Abstract
Girt
Shaun Crowe
When Tony Abbott decided to revive British honours in late March, he did so because it would add a “grace note” to Australian life. He thought it would be “nice touch”, an enriching ornament to our past. Knights and Dames would again lumber over the national landscape, representing all that was good about our British heritage.
Word choice is important here. “Grace note” implies a certain memory of Britain – of cucumber sandwiches, PG Wodehouse and summers in the country. Abbott’s imaginative England is one of poise and restraint, and the Crown (“Western civilisation’s oldest continuing institution”, as he likes to point out) an embodiment of its best instincts.
Tony Abbott is a politician and therefore has a complicated relationship with History. The past isn't simply the past, something to be dispassionately understood. To quote Manning Clarke, History serves more as “a vast manure heap to fertilise the soil of some future harmony”. For Abbott, History is a useful tool for contemporary politics – in his case, a way to preserve a reverence for institutions he considers vital, despite being threatened by the tides of social change.
These myths are worth interrogating. Just how much “grace” has Britain added to Australian life? According to Girt: The Unauthorised History of Australia, a book recently published by the historian David Hunt, the answer is not much.
Girt traces Australian history from the First Fleet to the 1820s and Macquarie’s governorship of New South Wales. Hunt is a television writer cum historian, and writes his tale with an eye for the gory and absurd. Because of this, Girt is an ideal book for jaded high school students, too many of whom are weighed down by a fear that Australian history consists solely of sheep stations, Hills Hoists and cochlear implants.
(Trust me on this one - I was there not long ago).
Hunt tells a rollicking tale of early Australia, of venal explorers and wretched convicts, military coups and rum-drenched soldiers. It’s a funny book that manages to tell the story of our past, while also gently prodding the present (the First Fleet was the “world’s first example of a public-private partnership”, allowing “government to avoid responsibility, the private sector to maximise profit, and consumers to wake up in a dark alley with no trousers”).
Underneath Hunt’s humour and irony is something quite close to a serious point. Girt suggests that Australia’s early leaders were not all the graceful products of a gentleman’s drawing room – that the mark left by Britain’s establishment on Australia is not as clean as some would like to believe. Myths are popped with glee, convenient nostalgia confronted head-on.
Joseph Banks, eulogised by history as a mild and curious botanist, was actually a vainglorious “publicity slut”. The Second Fleet (outsourced to Camden slavers paid without referenced to how many convicts arrived in Sydney, removing their incentive to keep their mostly female prisoners alive) was like “Dante’s Inferno on water”. The Rum Corps, lead by John Macarthur in the early 1800s, oversaw a semi-feudal state, brought to its knees by drunkenness and public corruption.

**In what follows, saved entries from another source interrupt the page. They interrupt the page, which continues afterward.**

PR #315, opened 2016-09-29
Possibility to load image from web + long description texts are now scrollable

siberianbearr:
When creating a new AppIntroFragment, you can pass an URL instead of a image drawable id

### DIFF
--- a/library/build.gradle
+++ b/library/build.gradle
@@ -20,4 +20,5 @@ android {
 dependencies {
     compile 'com.android.support:appcompat-v7:24.2.1'
     compile 'com.android.support:support-annotations:24.2.1'
+    compile 'com.squareup.picasso:picasso:2.5.2'
 }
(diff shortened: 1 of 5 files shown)


avluis:
Two things with this PR I don't agree with:
- No need for AppIntro to have an additional dependency.
Load your images, then feed it to AppIntro.
- If your text needs to scroll, you have way too much text or you need to create your own layout, not make it scrollable.

@Andrew-Quebe I'm leaving this one up to you.

Andrew-Quebe:
I agree with @avluis. If a user wants to load their images in from URLs, they can do so and then pass that to the library rather than the library having unnecessary dependencies for the folks that don't with to load their images this way.

Scrollable text is a total UI no-no. As stated above, if you have so much text that it needs to fit into a scrollview, you're doing your text wrong. An app intro is meant to be a subtle, brief introduction to what your app does. If you introduce your users to your app and it takes you a paragraph to do so, you're doing something wrong. AppIntro is not meant for that, and therefore will not be supporting the ability to do so.

PR #353, opened 2016-11-14
added turkish language support

livet96:


avluis:
You only have to translate strings for the library (not the same app)~

livet96:
Oh okay.I'll check tomorrow.

Andrew-Quebe:
Reopen when you've only changed the two strings in the library.

PR #365, opened 2016-11-28
Added arabic strings

smidaharoun:

PR #366, opened 2016-11-28
removed example app translate and improve

livet96:


avluis:
As previously mentioned -- the only file that you need to worry about translating is the library's single [string.xml](https://github.com/paolorotolo/AppIntro/blob/master/library/src/main/res/values/strings.xml) file -- for example, check PR #365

As Hunt points out, the same John Macarthur envisaged Sydney as a colonial aristocracy, underpinned by convict labour and expansive land grants. It was to replicate Britain, taking its gentry and replanting it at the other end of the earth. He lamented the rise of “democratic feeling” in the colony and was in many ways the prototypical ‘Bunyip aristocrat’.
For as long as the question remained, one of the biggest barriers to genuine Australian democracy was this desire to be British. Votes in the New South Wales Parliament were weighted according to property, the Legislative Chamber required land ownership, and nomadic workers often got no say at all. Far from underpinning Australian democracy, Britain’s social and economic structures were actually the biggest impediment to an egalitarian politics.
As Russell Ward argued, insofar as Australia possessed a democratic impulse (a travelling clergyman described as it as like “the French Revolution without the guillotine”) it came from indigenous sources – from convincts and the “currency generation”, the independence of nomadic bushman and their trade unions. It was from people who, as Francis Adams wrote in his novel The Melbournians, looked at their kids and decided to “bring them up to proud of their country, and hate to prefer it to any other, but to give all their lives to making it better and happier than any other”.
Hunt’s book is a splash of icy water in the face of the Australians who, when trying to understand the good in their own backyard, have to look backwards and elsewhere. In Battlelines, Tony Abbott argued that the “instinct to defer to authority and tradition … is deeply ingrained in human beings, even if it’s grossly under-appreciated by intellectuals”.
That may be so. But Australian history is full of traditions (not to mention the oldest, indigenous one) – most of them, especially those that called themselves Australian with a straight back and no shame in their eyes, did more than the British to forge an egalitarian identity and nation. They didn’t need a knighthood to know that.
Shaun Crowe is a doctoral candidate and research manager at the Centre for the Study of Australian Politics.
David Hunt, Girt: The Unauthorised History of Australia, Black Inc Books, 2013.